Ces succès ne purent la consoler de quitter l’Université, où elle s’était
initiée à un labeur austère et passionnant. Aussi voulut-elle continuer sa vie
d’études en approfondissant, pour sa thèse de doctorat, son travail de licence
sur le poète André Fontainas. C’est alors qu’elle fit la connaissance de ce
poète dont l’œuvre l’avait si longtemps occupée ; elle entra même, à sa
plus grande joie, dans l’intimité de sa famille, et ce furent, pour elle, des
heures bien heureuses et bien claires.

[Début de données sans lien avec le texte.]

PR #328, opened 2016-12-01
bugfix appd scala include classes - fix #326

### LINKED ISSUE #326: appdynamics_include_scala_classes: true flag does not seem to work
Hi,
tried this flag on the taupage release `Taupage-AMI-20161109-140716 ami-d3f70dbc` but it does not seem to work.

**[/opt/proprietary/appdynamics-jvm/latest_version/conf/app-agent-config.xml](https://github.com/zalando-stups/taupage/blob/master/runtime/opt/taupage/init.d/85-setup-appdynamics.sh#L164)** still has:
```
<configuration>
                <fork-config>
                    <!-- Scala/Akka/Play  -->
                    <excludes filter-type="STARTSWITH" filter-value="scala.concurrent/"/>
                    <excludes filter-type="STARTSWITH" filter-value="akka/"/>
                    <excludes filter-type="STARTSWITH" filter-value="play.core.server/"/>
                    <excludes filter-type="STARTSWITH" filter-value="play.api.libs.concurrent/"/>
...
```

our .yml file:
```
TaupageConfig:
  appdynamics_application: "Brand Analytics"
  appdynamics_include_scala_classes: true
```

apfeiffer85:


szuecs:
:+1

PR #341, opened 2016-12-14
fix know kernel issues if you have heavy write load like PG

szuecs:
I hope it is possible to update to a newer Kernel. Please share with our DB team


Raffo:
👍

PR #342, opened 2016-12-14
Rework filesystem initialization logic

a1exsh:
Resize function doesn't need a special check for e2fsck as we are
running the check ourselves prior to mount.  Also renamed `resize` to
`extend`.


szuecs:
:+1:

Issue #76, opened 2015-04-20
Verify: Save order of batched requests is guaranteed


congysu:
RESTier has an EF provider with transaction batch save support.  Verify if the following issue still exists:
Save order of batched requests is not guaranteed (e.g., could insert line-items before inserting parent order)

congysu:
Related [test case](https://github.com/OData/RESTier/blob/master/test/Microsoft.Restier.Samples.Northwind.Tests/ODataFeedTests.cs): `public async Task TestBatch()`.

congysu:
On client side, create a batch request:
1.	Create a new Customer
2.	Create a new Order: order has a foreign key to the new customer.
3.	Commit

and:
1.	Create a new Customer
2.	Create a new Order: order has a foreign key to the new customer.
3.	Rollback on server side.

The result is:
An e2e test to cover this scenario in RESTier.

lewischeng-ms:
Case added in #84

PR #84, opened 2015-05-11
Verify changeset atomicity in batch.

karataliu:


congysu:
The related issue: https://github.com/OData/RESTier/issues/76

Esprit
large et curieux, heureux d’approfondir toute chose, elle partit sur ces
entrefaites pour l’Angleterre, en vue d’y acquérir une connaissance vivante de
la langue. Pendant un an, elle suivit les cours de l’Université du Cambridge,
qui lui décerna un certificat de connaissance de la langue anglaise
contemporaine. Rentrée en Belgique, elle fut nommée, en 1937, professeur à
l’école normale primaire de Tournai et professeur de littérature française à la
section des Régentes annexée à cette école. Elle fut un
professeur d’une valeur authentique et l’impression qu’elle laissa sur ses
élèves fut si profonde que, plusieurs années plus tard, l’une d’entre elles, se
souvenant de son ancien professeur, écrivit à Madame Bervoets, mère de
l’héroïne, cette lettre émouvante : ... J’ai d’elle une image exacte : Le
visage très doux, pâle, les yeux sombres, le maintien calme. Sa voix était
musicale, très basse... Je garde de cette voix un inoubliable souvenir. ... J’ai aimé Marguerite Bervoets avec
toute l’admiration, tout l’enthousiasme d’une jeune fille. Entrée à l’école
normale en 1937, j’ai eu le bonheur de suivre ses cours de français pendant une
année. Nous étions, mes camarades et moi, charmées par sa grâce, son
intelligence, sa bonté. Elle m’a influencée profondément pas sa
sensibilité, son tact, sa gentillesse. Elle m’a entraînée dans un monde de
poésie, d’art et d’idées. J’ai lu et relu « Chromatisme ». ... J’ai mis mon âme entière dans mes
pauvres rédactions de petite fille. Je les conserve encore pour les remarques
qu’elle y a faites. Elle me taquinait en me disant que je me laissais égarer
par la « Folle du logis »... qu’il fallait condenser. Je soignais
spécialement les brèves causeries qu’elle nous proposait. Enfin c’est bien elle
qui a développé en moi le goût de la vraie lecture. Je lui suis tellement reconnaissante
de m’avoir appris à m’évader ! Elles nous a aidées dans la formation d’un
rudiment de bibliothèque ; conseillant, grondant, souriant ; elle
nous habitua à rejeter ce qui était banal : C’est Théophile Gauthier, avec
son « Roman de la Momie » - je le possède encore paraphé M.B. par
elle – et « Emaux et Camées », qui nous plaisait le plus. Cette année donc, que j’ai vécue, à son
contact, a été exceptionnellement enrichissante pour notre esprit. * * * Mademoiselle Bervoets n’était pas un de ces
professeurs qui entrent en coup de vent, pointent une victime sur leur liste,
puis se « mettent en route » à une allure telle qu’on ne peut le
suivre que très peu. Elle
entrait sans bruit. Avec sa simple jupe brune, son pull un peu garçonnier. Elle
s’accoudait, parlait assez peu, mais très bien. Sa leçon était plutôt une
causerie, une conversation (nous pouvions l’interrompre et solliciter ses
explications). Elle avait une manière si personnelle de retenir notre
attention, de provoquer notre enthousiasme ! Comme j’aimais
l’écouter et comme je vibrais à ses paroles ! C’était une amie, une grande
sœur ... sans aucune familiarité pourtant. Prison de Wolfenbüttel où Marguerite fut décapitée. Je ne voyais en elle que pensée et que
rêve. Jamais je n’ai soupçonné en elle la guerrière, la résistante active. Ce
n’est qu’après son arrestation que j’ai pu m’expliquer ses arrivées trop
rapides, certains matins, en bottes poussiéreuses, quelque peu décoiffée aussi.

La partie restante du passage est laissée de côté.